# I've Been NUKED!!!



## Sweet_Cigars (Oct 3, 2008)

Ok I did not see this coming at all! I am so greatful for Bill to even consider me honarable for the MOAB. I am purely at a loss of words.

My house is destroyed and I'm still looking for my dog but I love that GlockG23

Total of 20 cigars from GlockG23 and 4 From the contest I won from Blaylock(Thanks Blaylock!!!)

Here's the NUKE!









Here's my contest winnings!









Here's them together!









YOU ARE INSANE BILL!!!!!

HELL OF A BOTL!!!!


----------



## Cypress (Jun 27, 2007)

Very nice and deserving.


----------



## andrew s (Mar 13, 2009)

Very nice, hopefully the dog will find his way home after it wakes up from the blast.

Hope you had room for all those cigars that would be alot for me to recieve at one time.

Congrats you deserve it.


----------



## NJ Stogie King (May 20, 2008)

:dr:dr:dr:dr

WOW!!! What a great selection of sticks!!


----------



## Rubix^3 (Nov 10, 2008)

:faint2:


----------



## slyder (Mar 17, 2009)

WOW!!!! nice haul!!!


----------



## baddddmonkey (Oct 13, 2008)

Holy balls! That is one hell of a bomb!


----------



## cp478 (Oct 23, 2008)

drastic , but a very creative way to take care of horseflies. 

nuclear outta take care of em.

congrats on the haul and glock your insane!


----------



## Sweet_Cigars (Oct 3, 2008)

Unreal, I'm still in shock, I figured I better smoke a cigar to calm my nerves. 

So I smoked a Ashton VSG,not sure what size but it was the small one.

And now I am being X'ed!!!!!


----------



## MrMusicMan1 (Sep 5, 2008)

Wow! Very nice one there. You were nuked!


----------



## Cypress (Jun 27, 2007)

Sweet_Cigars said:


> :spy: Psss....there are bombs everywhere......


Yep, even on your own doorstep. HAHAHA


----------



## mc2712 (Mar 14, 2008)

Yeah, do not start rebuilding to soon!!!!!!!!!!!

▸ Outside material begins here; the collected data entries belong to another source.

PR #2444, opened 2022-07-22
ConfigListScreen hints text

Huevos:
This avoids adding pointless code in plugins such as here:
https://github.com/oe-mirrors/e2m3u2bouquet-plugin/commit/6725d52e3a462add46cbe06d58680b55ffff93f0

def selectionChanged(self):
    if self["config"]:

This code should be inherited, not duplicated.

This commit allows the removal of pointless hints text code throughout enigma and in plugins


Huevos:
https://github.com/openatv/enigma2/blob/7.0/lib/python/Screens/Satconfig.py#L793

The commit means stuff such as the above, that is littered around enigma, can now be removed.

PR #2445, opened 2022-07-22
Update it.po

mapi68:


jbleyel:
What should I do with the weblate changes?

PR #151, opened 2020-04-03
Ka/ci configure redis

kalagarraj:
- Sets up a remote docker instance for running redis
- npm run test:integration step includes running the redis cache test (Refer to PR-149)


.circleci/config.yml
```diff
@@ -6,9 +6,13 @@ jobs:
     executor:
       name: node/default
       tag: '10.16'
-    
+
     steps:
       - checkout
+      - setup_remote_docker
```
bredmond-sf, line 12: I might move these steps to right before the integration so we won't need to do this at all if the regular unittests fail.

kalagarraj: Done, I was accounting for redis to be ready for the integration tests.

.circleci/config.yml
```diff
@@ -6,32 +6,41 @@ jobs:
...
-    
+
     steps:
       - checkout
       - node/with-cache:
           steps:
             - run: npm install
       - run: npm run build
       - run: npm run test
+      - setup_remote_docker
```
bredmond-sf, line 17: So this isn't actually the approach we want to use:
https://circleci.com/docs/2.0/building-docker-images/#separation-of-environments
this is:
https://circleci.com/docs/2.0/executor-types/#using-multiple-docker-images

kalagarraj: Can u pls clarify? We need redis to run in separate docker and setup remote docker does that.

kalagarraj:
> Do we run tests with both redis and in-memory cache now?

Yes

kalagarraj:
> Do we run tests with both redis and in-memory cache now?

Yes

THAT WAS THE MOAB, WHAT A GREAT HIT!


----------



## GlockG23 (Mar 7, 2009)

Happy you like it Sweet C. you are a great BOTL


----------



## Sweet_Cigars (Oct 3, 2008)

GlockG23 said:


> Happy you *like *it Sweet C. you are a great BOTL


Sorry Bill but I do not like this MOAB!

I frickin* LOVE* it!


----------



## Sweet_Cigars (Oct 3, 2008)

Oh Frank! with your slick self!


Thanks for the PIF you added to this bomb!!!


----------



## karmaz00 (Dec 5, 2007)

wow very nice


----------



## MrMayorga (Feb 14, 2008)

I hope the Prez send disaster relief from that bomb. Great haul! Enjoy!


----------



## SMOKE20 (Apr 26, 2008)

KABOOOMMMMMMMM! Sweet C is your block okay. Are there any survivors???


----------



## Sweet_Cigars (Oct 3, 2008)

SMOKE20 said:


> KABOOOMMMMMMMM! Sweet C is your block okay. Are there any survivors???


Yeah, me and the cigars. That's all that matters right?


----------



## Herf N Turf (Dec 31, 2008)

Good lord, Vince! Youre under serious attack! Only thing you can do now is lock the doors, draw the shades, hunker down in a corner with your cutter, lighter and ashtray and try your best to defuse that bomb!

What a great hit, Bill. Youre a hellova BoTL


----------



## tx_tuff (Jun 16, 2007)

Enjoy all those freaking cigars!!!!! Thats one sweet bomb. I see some new Padilla Miami in there, smoke the robusto and let me know what you think. The VSG you smoked is the Tres Mystique.


----------



## Scott W. (Jul 10, 2008)

Holy shit that's impressive.


----------



## darkninja67 (Feb 7, 2009)

Tsar Bomba that is one heck of a bomb. Enjoy those ESGs.


----------



## ashmaster (Oct 10, 2008)

That's one he!! of a bomb for a deserving BOTL. Enjoy!!!


----------



## Ndimarco (Jan 4, 2009)

DAAAMMMMMMNNN Congrats, :dr:dr:dr:dr:dr


----------



## tattoofreak (Nov 27, 2008)

Bill you really know how to F up someone's day great bomb Sweet Cigars is a great BOTL enjoy.


----------



## Cigar Man Andy (Aug 13, 2008)

Way to go Glock. Nice Play.


----------



## GlockG23 (Mar 7, 2009)

so you had an Opus and a VSG
whats, next?


----------



## Cypress (Jun 27, 2007)

I am think he will have Padilla Miami Robusto.


----------



## GlockG23 (Mar 7, 2009)

Good 
He should like that smoke!


----------



## fiddlegrin (Feb 8, 2009)

.

.
Holy Crap!!!!!!

You poor Bastage!! They are _STILL_ trying to scrape you up off the slab of concrete!!!

My deepest sympathies for your _*EXTREME*_ bad luck!!!!!!!

Sincerely, _Dafiddla_

.
.


----------